**Activity:** In the data below, one line contains "PR #1339, opened 2026-05-21" and a later one contains "### Steps to Reproduce". Print both, with every line between them, exactly and alone.

[[ Task data open ]]

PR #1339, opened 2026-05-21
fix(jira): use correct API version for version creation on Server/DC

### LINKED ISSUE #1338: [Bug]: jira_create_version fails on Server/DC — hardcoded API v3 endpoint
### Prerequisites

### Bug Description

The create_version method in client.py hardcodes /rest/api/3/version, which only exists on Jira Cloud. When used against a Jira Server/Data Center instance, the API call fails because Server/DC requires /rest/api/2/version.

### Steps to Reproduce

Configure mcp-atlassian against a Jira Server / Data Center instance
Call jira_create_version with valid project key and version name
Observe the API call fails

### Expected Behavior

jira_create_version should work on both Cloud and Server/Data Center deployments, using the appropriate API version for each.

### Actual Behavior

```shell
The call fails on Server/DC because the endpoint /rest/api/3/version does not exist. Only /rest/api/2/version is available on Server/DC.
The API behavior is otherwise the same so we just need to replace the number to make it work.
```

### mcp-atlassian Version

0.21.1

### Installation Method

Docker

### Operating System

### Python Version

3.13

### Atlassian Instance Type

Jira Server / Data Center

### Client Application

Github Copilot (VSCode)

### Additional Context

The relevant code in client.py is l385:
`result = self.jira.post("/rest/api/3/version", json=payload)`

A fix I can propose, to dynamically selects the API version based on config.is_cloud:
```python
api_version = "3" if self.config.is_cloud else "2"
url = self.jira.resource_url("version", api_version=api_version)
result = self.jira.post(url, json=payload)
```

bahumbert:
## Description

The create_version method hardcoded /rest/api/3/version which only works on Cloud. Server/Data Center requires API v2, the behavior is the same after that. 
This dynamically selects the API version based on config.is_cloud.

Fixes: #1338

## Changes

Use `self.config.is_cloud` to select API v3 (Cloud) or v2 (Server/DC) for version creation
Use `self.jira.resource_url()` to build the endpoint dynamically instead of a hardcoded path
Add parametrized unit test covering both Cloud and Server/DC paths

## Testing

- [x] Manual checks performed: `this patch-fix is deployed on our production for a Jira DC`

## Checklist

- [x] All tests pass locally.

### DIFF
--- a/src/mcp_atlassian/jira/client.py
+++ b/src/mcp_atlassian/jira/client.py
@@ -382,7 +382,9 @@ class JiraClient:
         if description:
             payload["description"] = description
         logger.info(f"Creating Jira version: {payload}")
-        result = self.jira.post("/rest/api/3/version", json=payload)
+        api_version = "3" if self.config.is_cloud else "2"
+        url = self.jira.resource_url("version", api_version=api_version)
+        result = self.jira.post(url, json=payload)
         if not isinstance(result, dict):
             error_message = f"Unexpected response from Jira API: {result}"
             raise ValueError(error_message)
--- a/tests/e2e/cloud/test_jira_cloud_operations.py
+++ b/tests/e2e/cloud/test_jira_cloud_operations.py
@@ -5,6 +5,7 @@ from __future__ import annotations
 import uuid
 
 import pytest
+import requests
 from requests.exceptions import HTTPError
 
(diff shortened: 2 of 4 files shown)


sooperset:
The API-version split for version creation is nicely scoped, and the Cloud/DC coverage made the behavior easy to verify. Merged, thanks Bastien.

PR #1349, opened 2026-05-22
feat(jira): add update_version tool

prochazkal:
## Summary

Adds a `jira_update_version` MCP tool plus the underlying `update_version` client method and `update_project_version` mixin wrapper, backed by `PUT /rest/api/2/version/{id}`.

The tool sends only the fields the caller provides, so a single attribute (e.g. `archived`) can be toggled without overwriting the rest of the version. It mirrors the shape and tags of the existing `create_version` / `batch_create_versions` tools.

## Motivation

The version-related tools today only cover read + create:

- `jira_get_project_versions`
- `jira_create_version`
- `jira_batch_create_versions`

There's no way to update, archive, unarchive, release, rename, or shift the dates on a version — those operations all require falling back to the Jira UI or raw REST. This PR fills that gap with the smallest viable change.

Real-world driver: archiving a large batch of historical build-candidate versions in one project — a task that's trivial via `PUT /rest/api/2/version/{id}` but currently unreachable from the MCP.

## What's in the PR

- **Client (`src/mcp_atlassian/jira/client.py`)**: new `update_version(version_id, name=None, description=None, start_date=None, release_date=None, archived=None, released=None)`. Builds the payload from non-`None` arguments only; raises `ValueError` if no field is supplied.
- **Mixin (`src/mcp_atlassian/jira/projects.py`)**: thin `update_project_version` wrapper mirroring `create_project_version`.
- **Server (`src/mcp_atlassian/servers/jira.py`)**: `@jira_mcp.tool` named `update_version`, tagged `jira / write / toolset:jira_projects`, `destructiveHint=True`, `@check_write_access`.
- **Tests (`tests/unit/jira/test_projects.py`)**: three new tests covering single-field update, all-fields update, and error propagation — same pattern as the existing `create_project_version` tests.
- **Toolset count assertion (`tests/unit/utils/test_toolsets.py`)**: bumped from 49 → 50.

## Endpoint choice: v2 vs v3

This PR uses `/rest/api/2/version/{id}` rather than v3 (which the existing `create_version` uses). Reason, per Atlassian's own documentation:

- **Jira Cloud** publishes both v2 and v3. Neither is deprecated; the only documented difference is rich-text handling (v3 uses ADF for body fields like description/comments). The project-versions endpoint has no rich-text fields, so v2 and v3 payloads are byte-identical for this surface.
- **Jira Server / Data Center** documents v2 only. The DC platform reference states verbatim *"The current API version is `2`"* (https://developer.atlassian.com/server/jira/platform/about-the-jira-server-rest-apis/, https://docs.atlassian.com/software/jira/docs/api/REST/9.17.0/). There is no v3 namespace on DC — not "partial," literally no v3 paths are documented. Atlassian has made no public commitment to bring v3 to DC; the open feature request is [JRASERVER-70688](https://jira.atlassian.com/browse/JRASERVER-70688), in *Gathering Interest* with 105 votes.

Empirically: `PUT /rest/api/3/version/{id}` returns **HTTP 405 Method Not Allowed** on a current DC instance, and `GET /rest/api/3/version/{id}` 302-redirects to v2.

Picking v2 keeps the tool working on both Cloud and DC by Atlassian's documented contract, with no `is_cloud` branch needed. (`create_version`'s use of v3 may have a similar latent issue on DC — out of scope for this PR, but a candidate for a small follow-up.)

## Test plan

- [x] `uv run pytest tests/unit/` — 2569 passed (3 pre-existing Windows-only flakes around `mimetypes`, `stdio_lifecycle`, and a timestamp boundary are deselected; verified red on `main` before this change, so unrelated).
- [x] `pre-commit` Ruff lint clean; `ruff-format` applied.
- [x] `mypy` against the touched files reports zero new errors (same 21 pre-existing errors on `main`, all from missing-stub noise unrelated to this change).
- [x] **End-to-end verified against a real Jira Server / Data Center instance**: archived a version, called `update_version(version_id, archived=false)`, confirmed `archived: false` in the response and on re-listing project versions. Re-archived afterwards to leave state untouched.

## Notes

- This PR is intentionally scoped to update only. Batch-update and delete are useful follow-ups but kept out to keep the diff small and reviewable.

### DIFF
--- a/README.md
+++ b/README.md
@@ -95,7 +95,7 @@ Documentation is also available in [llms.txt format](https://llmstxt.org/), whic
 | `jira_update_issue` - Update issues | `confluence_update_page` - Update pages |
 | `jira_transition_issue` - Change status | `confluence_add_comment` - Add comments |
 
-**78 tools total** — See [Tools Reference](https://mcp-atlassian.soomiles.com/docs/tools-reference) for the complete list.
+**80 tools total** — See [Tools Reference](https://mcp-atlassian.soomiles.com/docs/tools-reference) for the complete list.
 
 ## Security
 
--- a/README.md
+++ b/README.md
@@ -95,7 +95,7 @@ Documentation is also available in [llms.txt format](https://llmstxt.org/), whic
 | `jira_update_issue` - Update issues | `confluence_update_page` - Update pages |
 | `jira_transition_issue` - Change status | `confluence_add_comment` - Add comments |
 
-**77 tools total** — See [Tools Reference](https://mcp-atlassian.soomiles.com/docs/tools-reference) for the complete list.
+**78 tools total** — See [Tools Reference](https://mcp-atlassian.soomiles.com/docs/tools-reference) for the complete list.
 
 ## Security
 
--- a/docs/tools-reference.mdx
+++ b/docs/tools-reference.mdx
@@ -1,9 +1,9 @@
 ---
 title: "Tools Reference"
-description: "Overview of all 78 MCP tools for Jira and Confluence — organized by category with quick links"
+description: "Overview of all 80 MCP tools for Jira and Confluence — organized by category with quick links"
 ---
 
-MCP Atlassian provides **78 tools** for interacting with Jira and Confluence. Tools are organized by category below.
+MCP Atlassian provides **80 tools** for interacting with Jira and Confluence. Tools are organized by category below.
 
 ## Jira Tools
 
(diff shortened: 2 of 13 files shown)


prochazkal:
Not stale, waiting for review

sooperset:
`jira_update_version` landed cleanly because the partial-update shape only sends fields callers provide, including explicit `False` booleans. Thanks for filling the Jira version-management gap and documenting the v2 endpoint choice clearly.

[[ Task data closed ]]
[[ Task data open ]]

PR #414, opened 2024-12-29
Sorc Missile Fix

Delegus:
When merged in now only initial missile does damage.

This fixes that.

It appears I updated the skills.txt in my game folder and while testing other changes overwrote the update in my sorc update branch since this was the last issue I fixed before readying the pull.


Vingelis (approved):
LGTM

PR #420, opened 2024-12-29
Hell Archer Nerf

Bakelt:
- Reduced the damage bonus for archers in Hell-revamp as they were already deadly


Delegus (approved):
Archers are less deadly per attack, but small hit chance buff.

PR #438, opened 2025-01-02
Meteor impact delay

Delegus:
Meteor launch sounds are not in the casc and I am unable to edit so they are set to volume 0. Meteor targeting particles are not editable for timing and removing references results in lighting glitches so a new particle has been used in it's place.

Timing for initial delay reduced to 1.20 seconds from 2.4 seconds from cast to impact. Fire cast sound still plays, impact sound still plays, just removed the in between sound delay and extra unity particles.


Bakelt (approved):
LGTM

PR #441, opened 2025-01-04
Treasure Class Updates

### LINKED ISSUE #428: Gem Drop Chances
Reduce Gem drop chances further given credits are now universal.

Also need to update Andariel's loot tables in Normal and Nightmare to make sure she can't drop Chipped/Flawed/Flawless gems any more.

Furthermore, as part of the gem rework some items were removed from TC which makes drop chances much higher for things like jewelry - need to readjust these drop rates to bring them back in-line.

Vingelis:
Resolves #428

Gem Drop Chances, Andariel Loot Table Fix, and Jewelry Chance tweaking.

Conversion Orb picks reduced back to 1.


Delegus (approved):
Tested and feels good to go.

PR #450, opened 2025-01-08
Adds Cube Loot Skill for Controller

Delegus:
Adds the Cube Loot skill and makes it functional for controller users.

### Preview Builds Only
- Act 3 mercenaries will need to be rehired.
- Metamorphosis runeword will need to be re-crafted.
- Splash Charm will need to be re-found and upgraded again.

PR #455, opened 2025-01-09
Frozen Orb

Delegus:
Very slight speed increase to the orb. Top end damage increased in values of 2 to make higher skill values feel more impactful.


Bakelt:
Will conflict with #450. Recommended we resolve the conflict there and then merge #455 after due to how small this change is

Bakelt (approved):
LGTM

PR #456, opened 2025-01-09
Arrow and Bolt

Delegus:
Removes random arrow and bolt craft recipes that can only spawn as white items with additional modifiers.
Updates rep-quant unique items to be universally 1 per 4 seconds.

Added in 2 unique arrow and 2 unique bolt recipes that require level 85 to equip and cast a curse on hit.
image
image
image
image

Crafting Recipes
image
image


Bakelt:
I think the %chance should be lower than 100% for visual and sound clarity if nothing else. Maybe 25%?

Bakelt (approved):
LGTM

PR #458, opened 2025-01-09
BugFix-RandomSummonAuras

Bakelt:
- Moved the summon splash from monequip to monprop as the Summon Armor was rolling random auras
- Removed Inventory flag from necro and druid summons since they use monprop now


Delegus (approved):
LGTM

[[ Task data closed ]]
[[ Task data open ]]

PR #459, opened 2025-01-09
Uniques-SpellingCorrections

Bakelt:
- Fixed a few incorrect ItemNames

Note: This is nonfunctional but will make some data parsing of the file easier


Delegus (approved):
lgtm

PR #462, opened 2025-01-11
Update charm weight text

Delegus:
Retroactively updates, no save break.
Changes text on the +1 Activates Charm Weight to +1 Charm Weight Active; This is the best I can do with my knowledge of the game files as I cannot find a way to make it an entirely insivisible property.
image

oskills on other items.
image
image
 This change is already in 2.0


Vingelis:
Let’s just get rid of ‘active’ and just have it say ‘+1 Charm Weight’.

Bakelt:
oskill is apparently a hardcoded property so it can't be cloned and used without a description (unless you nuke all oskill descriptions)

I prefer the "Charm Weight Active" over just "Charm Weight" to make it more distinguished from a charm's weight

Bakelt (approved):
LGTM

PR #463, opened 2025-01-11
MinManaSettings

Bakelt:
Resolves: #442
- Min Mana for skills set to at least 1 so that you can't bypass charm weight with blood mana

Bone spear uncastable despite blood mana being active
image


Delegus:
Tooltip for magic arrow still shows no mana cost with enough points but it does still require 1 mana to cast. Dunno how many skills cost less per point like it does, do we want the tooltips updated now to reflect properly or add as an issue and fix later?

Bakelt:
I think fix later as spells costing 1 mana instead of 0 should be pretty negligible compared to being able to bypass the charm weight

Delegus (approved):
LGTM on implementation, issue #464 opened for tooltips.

[[ Task data closed ]]

**Result below:**
PR #1339, opened 2026-05-21
fix(jira): use correct API version for version creation on Server/DC

### LINKED ISSUE #1338: [Bug]: jira_create_version fails on Server/DC — hardcoded API v3 endpoint
### Prerequisites

### Bug Description

The create_version method in client.py hardcodes /rest/api/3/version, which only exists on Jira Cloud. When used against a Jira Server/Data Center instance, the API call fails because Server/DC requires /rest/api/2/version.

### Steps to Reproduce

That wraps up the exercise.